His comment does not phase them. "My father is inviting you to his house tonight to honor you." The prettiest one, Meigui, is definitely the boldest one of the group. "My father is a very important man, he has already talked to Fa Zhou about this, isn't that where you are staying? My father wanted to make sure you were not there for other reasons."

"You aren't suppose to meet him until then." The other girl pipes in. "We are going to be in trouble. We all are going to be in trouble."

Shang grins at the way the girl seems to emphasize every other word.

"Hush Xiu, I am not doing anything wrong..." Meigui pouts at her friend, and then with a face that has stared at itself too often in mirrors turns to him with a smile. "Am I Captain Li?"

"Of course not."

"See?" Meigui teases her friend. Shang half expects her to stick her tongue out a Xiu, but she doesn't. Instead she remains surprisely composed and regal. "You will make it tonight when my father asks?"

"I was hoping to start my travels tonight," Shang feels a little bad for disappointing her.

"I've been told that one should never start a journey at night. Besides my father was so hoping to talk to you, he was friends with your father. So were the fathers of Xiu, Feilang and Hua." Her smooth upturned palm points to her friends. She is standing a foot farther past her three shyer companions.

"We all grew up with stories of your fine house." Xiu is talking now. " Do you remember General Chou? My dad told us how mischievious and wild you were as a little boy."

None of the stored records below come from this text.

Issue #869, opened 2023-04-02
Standard text editor ignores preferences for foreground color


peterdell:
The following issue is present in Version: 2022-12 (4.26).
I have the dark theme active. When I create a plain text .txt file and put some there is is displayed in the light grey color configured in the preferences "General / Editors / Text Editors / Appearance and color options / Foreground color". But changing the color there has no effect. All the other color settings there (selection foreground and background, line numbers, .... ) work correctly. In this example I've set the foreground to purple:

![image](https://user-images.githubusercontent.com/10855380/229361583-4bd6ef40-cc6d-4bb7-b676-76032a985fc2.png)

laeubi:
> The following issue is present in Version: 2022-12 (4.26).

Have you tried 2023-03 already?

peterdell:
Oh, sure, I should have verified there first. But I did now and yes, the issue is the same in https://download.eclipse.org/eclipse/downloads/drops4/R-4.27-202303020300/download.php?dropFile=eclipse-platform-4.27-win32-x86_64.zip.

mickaelistria:
I suspect the Theme engine incorrectly overrides the color here. Can you please try disable theming to verify the preference setting work?

peterdell:
You are right, if theming is disabled, the preferences setting is used.

DenisUngemach:
The color which overrides the preference is in the plugin org.eclipse.ui.themes in file e4-dark_partstyle.css the color: #AAAAAA line 59. 
The override happens if the TextEditor gets focus.
With a breakpoint in StyledText in the method setForeground(Color color)  it is possible to get the stack trace of the stylesheet override.

DenisUngemach:
Bug already existed: [Dark Theme: Custom editor background color not properly applied](https://bugs.eclipse.org/bugs/show_bug.cgi?id=559321) 
Related to this might be:  [Move Color options from Text Editors to the Colors and Fonts preference page](https://bugs.eclipse.org/bugs/show_bug.cgi?id=531033)  

Further discussion about setForeground/setBackground: https://github.com/eclipse-platform/eclipse.platform.ui/issues/306

BeckerWdf:
this was fixed by https://github.com/eclipse-platform/eclipse.platform.ui/pull/1036

PR #1036, opened 2023-08-16
Abstract Text Editor: don't change StyledText by CSS.

DenisUngemach:
Fix for #869

Change-Id: Ib739afdc301c4e37dcbbe37ef063ed32cb7f53d7

### DIFF
--- a/bundles/org.eclipse.ui.workbench.texteditor/src/org/eclipse/ui/texteditor/AbstractTextEditor.java
+++ b/bundles/org.eclipse.ui.workbench.texteditor/src/org/eclipse/ui/texteditor/AbstractTextEditor.java
@@ -2276,6 +2276,13 @@ public abstract class AbstractTextEditor extends EditorPart implements ITextEdit
 	/** The width of the vertical ruler. */
 	protected static final int VERTICAL_RULER_WIDTH= 12;
 
+	/*
+	 * The colors of AbstractTextEditor can be configured by the "Text Editors"
+	 * preferences. This color configuration will be changed by theming. This means
+	 * no need for CSS basecolors here.
+	 */
+	private static final String DISABLE_CSS = "org.eclipse.e4.ui.css.disabled"; //$NON-NLS-1$
+
 	/**
 	 * The complete mapping between action definition IDs used by eclipse and StyledText actions.
 	 *
@@ -3365,6 +3372,8 @@ public abstract class AbstractTextEditor extends EditorPart implements ITextEdit
 
 		int styles= SWT.V_SCROLL | SWT.H_SCROLL | SWT.MULTI | SWT.BORDER | SWT.FULL_SELECTION;
 		fSourceViewer= createSourceViewer(parent, fVerticalRuler, styles);
+
+		fSourceViewer.getTextWidget().setData(DISABLE_CSS, Boolean.TRUE);
 
 		if (fConfiguration == null)
 			fConfiguration= new SourceViewerConfiguration();
--- a/bundles/org.eclipse.ui.workbench.texteditor/src/org/eclipse/ui/texteditor/AbstractTextEditor.java
+++ b/bundles/org.eclipse.ui.workbench.texteditor/src/org/eclipse/ui/texteditor/AbstractTextEditor.java
@@ -2276,11 +2276,6 @@ public abstract class AbstractTextEditor extends EditorPart implements ITextEdit
 	/** The width of the vertical ruler. */
 	protected static final int VERTICAL_RULER_WIDTH= 12;
 
-	/*
-	 * The colors of AbstractTextEditor can be configured by the "Text Editors"
-	 * preferences. This color configuration will be changed by theming. This means
-	 * no need for CSS basecolors here.
-	 */
 	private static final String DISABLE_CSS = "org.eclipse.e4.ui.css.disabled"; //$NON-NLS-1$
 
 	/**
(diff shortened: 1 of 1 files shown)


DenisUngemach:
In this change i just deactivate the CSS stylesheet, which overrides the colors from the "Text Editors" preferences.
Can someone confirm whether this is the right way to solve #869 .

And by the way issue #869 also affects the java class editor. That can be checked with the background color.

BeckerWdf:
> Fix for #869
> 
> Change-Id: Ib739afdc301c4e37dcbbe37ef063ed32cb7f53d7

We don't use Gerrit. So we don't need a Change-Id

bundles/org.eclipse.ui.workbench.texteditor/src/org/eclipse/ui/texteditor/AbstractTextEditor.java
```diff
@@ -2277,6 +2277,13 @@ private int computeOffsetAtLocation(ITextViewer textViewer, int x, int y) {
 	/** The width of the vertical ruler. */
 	protected static final int VERTICAL_RULER_WIDTH= 12;
 
+	/*
+	 * The colors of AbstractTextEditor can be configured by the "Text Editors"
+	 * preferences. This color configuration will be changed by theming. This means
+	 * no need for CSS basecolors here.
+	 */
+	private static final String DISABLE_CSS = "org.eclipse.e4.ui.css.disabled"; //$NON-NLS-1$
```
BeckerWdf, line 2279: here does this "magic" constant come from?

DenisUngemach: From org.eclipse.e4.ui.css.swt: AbstractCSSSWTEngineImpl line 117

DenisUngemach:
This feature has already been used in: 
See EGit's [UIUtils](https://git.eclipse.org/r/c/egit/egit/+/190575/2/org.eclipse.egit.ui/src/org/eclipse/egit/ui/UIUtils.java) class

vogella:
@BeckerWdf what is the status here with the review? Did you test the change?

BeckerWdf:
@DenisUngemach will update his PR. I then will do a manual test.

sratz:
In princple, this works well.

But we were wondering whether disabling CSS completely is the way to go. The preferences only deal with foreground + background colors, a CSS might do more than just that.

In theory that is - in practice, the CSS found in Platform only deals with foreground + background colors as well.

So we are probably safe here and if there are no objections we can start with this and wait for feedback.

If needed, we could maybe later introduce a more fine-granular E4 property, such as:

```
setData("org.eclipse.e4.ui.css.disabledProperties", "background-color,foreground-color")
```

However, your alternative PR #1349 also has an additional condition `getPreferenceStore() != null`
https://github.com/eclipse-platform/eclipse.platform.ui/pull/1349/files#diff-c37eb3db119ede5b1695bb0217864648bfa40dfaafcfa25c7bbd7131d69ed641R3401

That might be useful to add as a safeguard in case `AbstractTextEditor` is used in a non-platform context without attached preference (is that even possible?). In that case, we wouldn't want to disable CSS.

vogella:
I don't think the extra check is necessary.

> a CSS might do more than just that.

As for the colors of the syntax highligthing, we manipulate the preference values directly, so we should be ok.

bundles/org.eclipse.ui.workbench.texteditor/src/org/eclipse/ui/texteditor/AbstractTextEditor.java
```diff
@@ -3366,6 +3373,8 @@ public void createPartControl(Composite parent) {
 		int styles= SWT.V_SCROLL | SWT.H_SCROLL | SWT.MULTI | SWT.BORDER | SWT.FULL_SELECTION;
 		fSourceViewer= createSourceViewer(parent, fVerticalRuler, styles);
 
+		fSourceViewer.getTextWidget().setData(DISABLE_CSS, Boolean.TRUE);
```
BeckerWdf, line 3374: In @vogella 's proposal there was a nice comment why it's ok to disable the styling. Can you add a similar comment?

BeckerWdf (changes requested):

bundles/org.eclipse.ui.workbench.texteditor/src/org/eclipse/ui/texteditor/AbstractTextEditor.java
DenisUngemach: Done

BeckerWdf:
I did a manual test on macOS.
Without this change I can reproduce this issue 
With this change the issue is gone. Change to background and foreground color in the TextEditors preference page are not correctly handled. I teste editor close and re-opening as well as workbench restart.
All looks good for me.

vogella:
GH says, you still require changes @BeckerWdf ?

BeckerWdf:
> GH says, you still require changes @BeckerWdf ?

Let's wait for the build..

vogella:
> > GH says, you still require changes @BeckerWdf ?
> 
> Let's wait for the build..

We (should) always wait for the build. I wanted to know if you still require changes in this PR? @DenisUngemach could finish it  in this case.

BeckerWdf (approved):

BeckerWdf:
Are version number increases necessary for this change?

vogella:
> Are version number increases necessary for this change?

No, the build would fails if version increases are necesarry. I did not check if the test errors relate to this change.

BeckerWdf:
> No, the build would fails if version increases are necessary. 

So has the version number already been increased?

> I did not check if the test errors relate to this change.

The seem to be unrelated to me.

BeckerWdf:
Test failures are not related and already reported in https://github.com/eclipse-platform/eclipse.platform.ui/issues/1351

vogella:
Cool, thanks @DenisUngemach and @BeckerWdf

DenisUngemach:
> Cool, thanks @DenisUngemach and @BeckerWdf

You're welcome. Actually my first idea was to create a custom css configuration: "[CSS support for custom widgets](https://www.vogella.com/tutorials/Eclipse4CSS/article.html#css-support-for-custom-widgets)"for the AbstractTextEditor and set there the color configuration. But this didn't work that well because somewhere in the compatibility handler css class and css id will be defined:

image

And i only wanted to write the css class. Is this css ID writing justified? Maybe these base layers should override css class, but i think the css ID is over the top.

Best regards,
Denis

Shang laughs then, his first real laugh in months. He remembers a simplier time when he wasn't so anxious to be groomed into the family's profession. "Yes, I guess I was," he says. "and I remember your father well. Neither he or my dad were too impressed with me back then."

"Our fathers are certainly impressed with you now." Meigui tells him. "They would be honored to see you again."

A hand cart wheels periously close to Meigui and Shang has to pull her closer to get her out of the way. "Be careful," he warns her.

Meigui doesn't move back, she stays near him, but he doesn't hear her reply. Something makes him turn his attention back up to the stage. Mulan stands there with her hands on her hips, as slender and uncertain as the day he first saw her (him). This time there is also a shadow in her expression, as if that something that forever linked them, that something that started in another time and place, is broken; trouble comes down like a curtain between them.

When she hurriedly leaves the stage he calls out to her, but the noise from the crowd seems to increase, drowning out his voice.